EXTRACTED RECORDS:
PR #2947, opened 2018-04-24
#2923 Implement logic to check if new/existing is a Spectrum contributor

LetItRock:
**Status**
- [ ] WIP
- [x] Ready for review
- [ ] Needs testing

- api
- hyperion (frontend)
- chronos

- if new user is signing in within github provider we will check if he is a Spectrum contributor and then based on that we will set isContributor flag on DBUser entity; 
- using GraphQL API its gonna be possible to check if user is a contributor (isContributor field);
(more items in future)
- cron daily job to check if some of the existing users are now contributors (there could be some users who are signed within github provider, but they are not contributing yet, so we will check every day if they are contributors now)
- implemented new OSS badge component which would be displayed in same places where is displayed PRO badge now;


api/models/user.js
```diff
@@ -174,10 +179,27 @@ const createOrFindUser = (
...
+
+      // if no user exist check if a new one is contributor
+      if (providerMethod === 'githubProviderId') {
+        return storeUserWithContributionInfo(user);
+      }
       return storeUser(user);
     });
 };
 
+const storeUserWithContributionInfo = user =>
```
littleStudent: just thinking out loud.
Maybe `storeUserWithContributionInfo` should be smt like `addContributionInfoToUser`. And look like this:
```Javascript
const addContributionInfoToUser = user =>
  isContributor(user.githubUsername, user.githubProviderId)
    .then(isContributor => {
      user.isContributor = isContributor;
      console.log(
        'Set isContributor for user: ',
        isContributor
      );
      return user;
    })
```
And the caller should handle the `storeUser(user);` and `.catch(err => storeUser(user));`?
```Javascript
if (providerMethod === 'githubProviderId') {
  return storeUserWithContributionInfo(user)
    .then(storeUser)
    .catch(err => storeUser(user);
}
```

This way we would handle the `storeUser` calls in `createOrFindUser` and not add this sideeffect to `storeUserWithContributionInfo`.

mxstbr (commented):
Apart from @littleStudent's comment above the API implementation here looks great to me so far!

I'll refer to @brianlovin for an explanation of how to add a cron job to chronos.

api/models/user.js
LetItRock: Great catch @littleStudent, thats better to move that ```storeUser``` function outside because  ```addContributorInfoToUser``` should not know about persisting and it would be more reusable... thanks!

brianlovin:
Happy to help with cron stuff, but if you're digging in on your own, I'd start with:

1. Create a new job in `chronos/jobs/index.js` - safe to run once per day, so maybe `0 0 * * *` pattern. You'll need to create a new constant string to call this job
2. Add this new job to `chronos/index` in the `createWorker` function and init the function where the other jobs are being started (46:49)
3. Create a new queue in `chronos/queues` - since GitHub has fairly strong rate limits I'd do the following:

- fetch list of all contributors to repo (1 call)
- for reach contributor, fetch that user in the db
```js
.table('users')
.getAll(GITHUB_USER_ID, {index:'githubProviderId'})
.run()
```
- do the rest of the logic to determine if any users need to be updated with a contributor badge!

Happy to help with anything here.

LetItRock:
Thank you @brianlovin for comprehensive description on the steps to implement that cron job 😃
now its more clear to me 😃I'm gonna try to implement that later today...

LetItRock:
Hello fellows 😃I've implemented that cron job based on suggestions from @brianlovin, checked that couple of times and its working as expected.
So for now only frontend part left, I need to know how we want this badge to look like, maybe @uberbryn can help me with that. And we need to decide where in app we want to show it.

LetItRock:
@mxstbr, @uberbryn, Ping... need to know how that badge should look like and where we want to show it...

superbryntendo:
Let’s make it an alternate version of the src/components/badge component that says “OSS” (not set on that but it’ll help us test). And let’s make the gradient space.alt =>  space.default and see how that all looks together.   
  

  
Let’s put it everywhere the PRO badges are to start.
  

  
  

  
  
>

brianlovin:
@LetItRock :
> Let’s put it everywhere the PRO badges are to start.

There are a few places we need to add new badges, unfortunately. Basically if you do a project search in the `src` directory you'll find everywhere we add a pro badge. But also look in `api/queries/communityMember/roles.js` - in that file we'll have to do a `loaders.user.load(userId)` to get the db record :)

Let me know if that makes sense

LetItRock:
@uberbryn, I've implemented with your suggestions and it looks pretty neat...
screen shot 2018-04-26 at 19 35 55

@brianlovin, yeah I see there are couple of places... I'll add that new badge in those... 
and later I'll try to understand what that last sentence means 😄probably it would be more clear if I check that ```roles.js``` and where it is used 😋

LetItRock:
Hey @brianlovin, one question... there is a ThreadByLine component which is displayed at the top of a thread where is basically description... and as I see from code we are only displaying here two possible types of badges "moderator" and "admin"... do we want to have there "pro" and "contributor" also?
screen shot 2018-04-26 at 22 55 32

---
Apart of that -> thats how it looks for now:
screen shot 2018-04-26 at 22 46 28

screen shot 2018-04-26 at 23 07 34

brianlovin:
@LetItRock 
> and as I see from code we are only displaying here two possible types of badges "moderator" and "admin"... do we want to have there "pro" and "contributor" also?

Yeah! Let's be as consistent as possible with badges, so want to add those to the thread byline as well?

LetItRock:
@brianlovin, cool! I'll do that later today...

LetItRock:
Thats how it looks now 😉 
screen shot 2018-04-27 at 23 25 19

api/models/user.js
```diff
@@ -166,6 +167,12 @@ const createOrFindUser = (
         }
       }
 
+      // if no user exist check if a new one is contributor
+      if (providerMethod === 'githubProviderId') {
```
alejandronanez, line 171: You can move `githubProviderId` into a constant somewhere else, that will make your code  less error prone - you could end up typing `githubProviderId` in line 171 and `gituhbProviderId` in line 186 ;-)

chronos/models/users.js
```diff
@@ -0,0 +1,26 @@
+// @flow
+const { db } = require('./db');
+
+export const getUserWhoIsNotContributorByGithubProviderId = async (
+  githubUserId: string
+) => {
+  return await db
+    .table('users')
+    .getAll(githubUserId, { index: 'githubProviderId' })
```
alejandronanez, line 9: I guess you can reuse the constant I mentioned for `githubProviderId` in `api/models/user.js` :)

LetItRock:
@brianlovin, @mxstbr ping... I think this PR is ready to be accepted...

brianlovin:
Hey @LetItRock sorry for the slow review here - looks like there are still some `flow` failures in the branch :) This is on my list for a final review though

PR #2948, opened 2018-04-24
Update searchInput.js

dmitrika:
Removed duplicated setState with `searchQueryString: ''`.

Or it's required due to some unstated behavior?

**Status**
- [ ] WIP
- [x] Ready for review
- [ ] Needs testing

- hyperion (frontend)


mxstbr (approved):
Hah, good catch, thank you!

PR #2951, opened 2018-04-24
Update fragments.md

alejandronanez:
You were using `userInfoFragment` instead of `storyInfoFragment` in the last `getStory` query.

**Status**
- [ ] WIP
- [X] Ready for review
- [ ] Needs testing

- Updated the api/graphql/fragments docs.


mxstbr (approved):
Thank you! We also don't have the concept of `frequencies` anymore, we should probably update that doc eventually...

PR #2959, opened 2018-04-26
chore(src): replace tab-charactor to whitespace

ryota-murakami:
**Status**
- [x] Ready for review

- hyperion (frontend)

EXERCISE: Write out, exactly and with nothing else, the lines of the listing above from its first line through the line with "- if new user".

WRITTEN SOLUTION:
PR #2947, opened 2018-04-24
#2923 Implement logic to check if new/existing is a Spectrum contributor

LetItRock:
**Status**
- [ ] WIP
- [x] Ready for review
- [ ] Needs testing

- api
- hyperion (frontend)
- chronos

- if new user is signing in within github provider we will check if he is a Spectrum contributor and then based on that we will set isContributor flag on DBUser entity; 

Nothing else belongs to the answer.